PR #176, opened 2020-09-16
Fix plot width.

janosg:
Fix the default plot width of dashboard plots. It was zero/None


roecla (approved):
Thanks for fixing this slip of mine! Works perfectly on three different databases I tried.

PR #182, opened 2020-10-14
Constrained standard errors

### LINKED ISSUE #57: Robust standard error calculation for constraint estimations and better standard error interface

janosg:
Currently, we don't support calculation of likelihood standard errors with constraints.  Mainly, because there is no clear and theoretically clean way to do this. This PR adds a very rudimentary version of a likelihood inference function that works with estimagic constraints. The constraints are handled by calculating a covariance on the internal parameter vector and then using monte carlo integration to calculate the covariance matrix of the free but external parameters.

It is clearly experimental at this stage, but having a basic version out means that we can improve on it instead of writing different scripts in each project. 

closes #57


estimagic/inference/shared.py
```diff
@@ -0,0 +1,118 @@
...
+
+from estimagic.optimization.process_constraints import process_constraints
+from estimagic.optimization.reparametrize import reparametrize_from_internal
+from estimagic.optimization.reparametrize import reparametrize_to_internal
+
+
+def transform_covariance(
+    params, internal_cov, constraints, n_samples, bounds_handling,
+):
+    """Transform in internal covariance matrix to an external one, given constraints.
```
roecla, line 13:
```suggestion
    """Transform the internal covariance matrix to an external one, given constraints.
```

estimagic/inference/shared.py
```diff
@@ -0,0 +1,118 @@
...
+            transformed = reparametrize_from_internal(
+                internal=params_vec,
+                fixed_values=fixed_values,
+                pre_replacements=pre_replacements,
+                processed_constraints=processed_constraints,
+                post_replacements=post_replacements,
+            )
+            transformed_free.append(transformed[is_free])
+
+            free_cov = np.cov(np.array(transformed_free), rowvar=False,)
```
roecla, line 78: I think you can indent `free_cov = np.cov(np.array(transformed_free), rowvar=False,)` one level out and just calculate the covariance once after the loop.

roecla (approved):
Just some very minor comments. Very nice! I think it makes a lot of sense to set up the structure and add a basic version now.

estimagic/inference/shared.py
janosg: Done

PR #192, opened 2021-02-10
Add option to scale optimization problems

janosg:
## To Do

- [x] use scaling factor and offset in reparametrize functions
- [x] use scaling factor and offset in derivative conversion functions
- [x] use scaling factor and offset when calculating internal bounds
- [x] implement and test functions in `parameter_conversion.py`
- [x] use parameter handling functions in `optimize.py` (and potentially in derivatives)
- [x] use parameter handling functions in tests for reparametrize
- [x] implement and test functions to calculate scaling factor and offset with different methods
- [x] adjust `maximize` and `minimize`
- [x] Add test cases that use scaling for:
    - [x] reparametrization of parameters
    - [x] reparametrization of derivatives
    - [x] optimization


docs/source/how_to_guides/optimization/how_to_scale_optimization_problems.rst
```diff
@@ -0,0 +1,167 @@
...
+        scaling_options={"method": "bounds", clipping_value: 0.0},
+    )
+
+
+Divide by gradient
+------------------
+
+Dividing all parameters by the gradient of the criterion function at the start values
+means that around the start values the problem is scaled optimally. In practice, we do
+not take the exact gradient, but a numerical gradient calculated with a very large step
```
hmgaudecker, line 124: Not obvious how this is supposed to be done. Is "large" absolute or relative to start values? What about bounds? Be explicit in relation previous two approaches, I guess you will have to pick one or another for coming up with "correct" step sizes.

docs/source/how_to_guides/optimization/how_to_scale_optimization_problems.rst
```diff
@@ -0,0 +1,167 @@
...
+    start_params = pd.DataFrame(data=np.arange(5), columns=["value"])
+    start_params["lower_bound"] = 0
+    start_params["upper_bound"] = 2 * np.arange(5) + 1
+
+    minimize(
+        criterion=sphere_with_noise,
+        params=start_params,
+        algorithm="scipy_lbfgsb",
+        scaling=True,
+        scaling_options={"method": "gradient", "clipping_value": 0.1},
```
hmgaudecker, line 156: Clipping value not obvious to me.

hmgaudecker (commented):
Looks great, thanks! 

I am not sure yet about the gradient calculation in the last case.

Also, what precisely is meant by `clipping_value`? Is it obvious that this is the same across all three methods?

hmgaudecker:
While you are at it: Not sure whether it is easier to solve that `delta` issue on the POUNDerS side or whether the quick'n'dirty version would be to add a `magnitude` argument here, which would multiply the start values with that factor (default is 1).

docs/source/how_to_guides/optimization/how_to_scale_optimization_problems.rst
janosg: Has an explanation section now.

docs/source/how_to_guides/optimization/how_to_scale_optimization_problems.rst
janosg: Explained more precisely now.

janosg:
Yes, will add the magnitude argument. It's already documented now.

roecla (approved):

PR #195, opened 2021-03-24
documentation on visualization of simple optimizers

sofyaakimova:
We added our 8 gifs into the source/static/images folder and also modified documentation. Our rst file was added into explanations/optimization folder (the index.rst file was also modified). 
By the way, we were concerned if we should also add the pyfiles? If so where should we put them?


janosg:
Hi Sofya, yes, your py files should also be part of the PR. 

I suggest you create a new folder in `estimagic/docs` called `scripts`. This should contain a reduced version of your pytask project that does not build the documentation, but generates all images and saves them at the appropriate place (i.e. in `estimagic/docs/source/static/images`).

effieHAN:
Hi, Janos. We have added the reduced pytask project as you asked, please have a look. Thank you!

janosg (approved):

PR #199, opened 2021-04-18
Return func evals and info as tidy frame

timmens:
Implements ability to return function evaluations plus information on steps from the derivative function in a tidy data frame.

### DIFF
--- a/docs/source/explanations/differentiation/index.rst
+++ b/docs/source/explanations/differentiation/index.rst
@@ -6,3 +6,4 @@ Differentiation
 
 
    background_numerical_differentiation
+   richardson_extrapolation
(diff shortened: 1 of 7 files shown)


timmens:
Added page on Richardson's extrapolation method to *explanation* section in documentation.

timmens:
Documentation error:

```
(how_to_guides/optimization/how_to_specify_algorithm_and_algo_options: line    8)
 broken    https://gitlab.com/petsc/petsc/-/tree/master/src/binding/petsc4py/ 
```

janosg (approved):
Very nice PR. The explanation of Richardson extrapolation is great. In the long run we can improve the explanation of simple finite differences to make them more similar. Code is also very clean. 

The exact name `tidy_evals` (both as argument and in the output dictionary) might change in the future, but let's do that after the next PR when we have a better understanding of all things that might be returned by this function.

PR #111, opened 2022-05-04
Enforce contactable nodes

divagant-martian:
change the node contact to keep track of the specific address used to contact a node


src/service.rs
```diff
@@ -531,20 +531,23 @@ impl Service {
...
                         }
                     }
                     // don't know of the ENR, request the update
                     _ => {}
                 }
                 if let Some(enr) = to_request_enr {
-                    self.request_enr(enr, None);
+                    // TODO: check this
+                    let contact =
+                        NodeContact::try_from_enr(enr).expect("stored ENRs are contactable.");
```
AgeManning, line 549: We probably should err on the side of caution and just log an error, rather than panicing here

src/service.rs
```diff
@@ -594,21 +597,24 @@ impl Service {
...
-            if let Ok(request_node_address) = active_request.contact.node_address() {
-                if request_node_address != node_address {
-                    warn!("Received a response from an unexpected address. Expected {}, received {}, request_id {}", request_node_address, node_address, id);
-                    return;
-                }
+
+            let expected_node_address = active_request.contact.node_address();
+            if expected_node_address != node_address {
+                warn!("Received a response from an unexpected address. Expected {}, received {}, request_id {}", expected_node_address, node_address, id);
+                // TODO: here we removed the request. Check it
```
AgeManning, line 604: Yes good point. The active_requests mapping heavily relies on the correctness of the handler. The handler also does this check, but in addition handles the timeouts for requests. 
I think in principle, if the handler works correctly, this is unreachable. But if we do reach this situation, we probably should fail loudly and we want to remove the mapping to avoid the mapping potentially growing indefinately

src/service.rs
```diff
@@ -831,16 +825,18 @@ impl Service {
...
+                enr_seq: self.local_enr.read().seq(),
+            };
+            let active_request = ActiveRequest {
+                contact,
+                request_body,
+                query_id: None,
+                callback: None,
+            };
+            self.send_rpc_request(active_request);
+        }
```
AgeManning, line 839: Maybe we log a warn here, so we can see if there are non-contactable nodes in our routing table. It shouldn't be the case, but being noisy will help identify them

src/service.rs
```diff
@@ -1026,8 +1022,14 @@ impl Service {
     ) {
         // find the ENR associated with the query
         if let Some(enr) = self.find_enr(&return_peer) {
+            let contact = match NodeContact::try_from_enr(enr) {
+                Ok(contact) => contact,
+                Err(NonContactable) => {
+                    return error!("Query {} has a non contactable enr", *query_id)
```
AgeManning, line 1028: I think we have to be careful here. 

A query is a larger group of RPC requests. I think in the previous version, we would send the request to the handler, the handler would find the ENR to be non-contactable, return a RequestError then we would mark the query request as failed and the query would be able to progress (its a big state machine)

If we are circumventing the handler here, I think we need to tell the query that this RPC request failed, so it can progress. 

This logic is complex and convoluted. Perhaps we should design it in a way that we can identify these kinds of things at compile time

AgeManning (commented):
This is a great improvement. 

The old design wasted resources sending contacts to the handler to determine if they were contactable. It's nicer to decide this on creation. 

I'll add to this PR and let you review my changes.

AgeManning:
:thinking: - For some reason I can't push to your branch. So I've made this: https://github.com/sigp/discv5/tree/contactable-node

AgeManning:
urgh.... you had a branch called `enforce-contactable-node` which is what autocomplete defaults to :rofl: :sob:

divagant-martian:
lol yeah sorry

src/service.rs
divagant-martian: done

src/service.rs
divagant-martian: added a loud debug fail and upgraded the log to err, not sure if you want to make it unreachable completely

src/service.rs
divagant-martian: I'm leaving this one to you since I haven't studied this part of the code yet and I don't find it feasible to study it soon / fast enough

PR #116, opened 2022-05-05
Ipv6 support

divagant-martian:
Continuation of #107 (see https://github.com/sigp/discv5/pull/107#issuecomment-1118820216 )


src/ipmode.rs
```diff
@@ -0,0 +1,240 @@
+use crate::Enr;
+use std::net::SocketAddr;
+///! A set of configuration parameters to tune the discovery protocol.
+
+#[derive(Debug, Clone, Copy, PartialEq)]
+pub enum IpMode {
+    Ip4,
+    Ip6 { enable_mapped_addresses: bool },
+}
```
AgeManning, line 9: I think we should discuss a third variant - dual stack. 
As I understand, these are mutually exclusive and we might partition the network. A dual stack node might be able to bridge the two, but it will be a bit more work to add this in.

src/service.rs
```diff
@@ -780,23 +778,58 @@ impl Service {
...
+
                         if let Some(ref mut ip_votes) = self.ip_votes {
                             ip_votes.insert(node_id, socket);
-                            if let Some(majority_socket) = ip_votes.majority() {
-                                if Some(majority_socket) != local_socket {
-                                    info!("Local UDP socket updated to: {}", majority_socket);
-                                    self.send_event(Discv5Event::SocketUpdated(majority_socket));
-                                    // Update the UDP socket
-                                    if self
+                            let (maybe_ip4_majority, maybe_ip6_majority) = ip_votes.majority();
```
AgeManning, line 790: There is some interesting logic here. We are not checking our `IpMode`. So if we are in Ipv4 mode, we could update our ENR to include ipv6 if enough nodes tell us this is what they are contacting us on. 

Initially, I thought we wouldn't want to do this, but perhaps we do. We could be behind a NAT that is contacting via ipv6 and sending us internally ipv4 packets. This kind of setup, is going to be tricky as to what we allow in our routing table.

━━━━

* TO DO
Where does the word "width" show up in the material? Copy out each line that has it.

* SOLUTION FOR THIS EXERCISE
Fix plot width.
Fix the default plot width of dashboard plots. It was zero/None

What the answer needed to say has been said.